Tidewater's engineering department considered several design projects before settling on the battery-powered car competition, which is sponsored by the American Society for Engineering Education. The specifications for the competition are just right—difficult enough to pique interest, but not too difficult to be discouraging. The competition is held each June during ASEE's annual convention. The rules call for building a battery-powered vehicle of a certain size that can navigate a plywood track, which includes features such as inclined surfaces and a line of black 3/4" electrical tape that aids optical sensing. Although the fastest car earns the most points during the speed test, teams also earn points based upon written reports, CAD drawings, and oral presentations before a panel of judges.

However, finding the time for extra activities can be particularly difficult for community college students, who are often older and have more commitments than students at a typical university. Robyn Walker, 36, balances a full-time secretarial job with a heavy load of courses as she seeks to pursue a new career in engineering. "I was really interested in getting involved, but engineering was so new to me that I didn't think that I would have anything to offer," she says. "I was pleasantly surprised at how willing the other students were to explain things to me and how open they were to hearing my suggestions."

The time investment is huge for both faculty members and students, but both sides agree it is time well spent. Engineering faculty member Steve Ezzell says that giving students an exciting taste of real-world experience makes it worthwhile for him. Dave Gary, a 29-year-old sophomore electrical engineering student who spent six years in the Navy as an electrician, says he learned much more from the practical design experience than he ever did in classroom lectures. Projects like this can also teach students to solve problems creatively. TCC, like many community colleges, doesn't have the resources that larger schools do, so team members brought tools from home, shopped for parts locally, and learned to implement designs without expensive equipment.

After seven months of meeting two to three times per week, team members Walker, Gary, and Doyle, along with two engineering faculty advisors, packed up their gear and headed to St. Louis. The competition began with the design presentations, followed by the speed trials. Walker's confidence showed as she gave a presentation to the judges that included design details, electrical schematics, CAD drawings, a parts cost analysis, and more. But none of the students felt too confident at the speed trials.

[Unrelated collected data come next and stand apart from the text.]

Issue #2495, opened 2021-12-23
Data Source Info panel shows topic name twice instead of datatype / schemaName


jtbandes:
I believe this is a recent regression. 

**Steps to reproduce:**

- Run `npx @foxglove/ws-protocol-examples@latest image-server`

Team members held their breath for the 28 seconds it took TCC's winning car to cross the finish line—and then pandemonium broke out. The TCC team—the defending champions from the 1999 competition in Charlotte, N.C.—had won again in St. Louis. As these victories clearly show, even small community colleges can create challenging and rewarding design experiences that get students excited about engineering. To see race videos, pictures, presentations, and rules, see www.tc.cc.va.us/studorgs/vbeng/asee2000.

Paul Gordy is an associate professor of engineering and Norm Doyle is a sophomore computer engineering student at Tidewater Community College.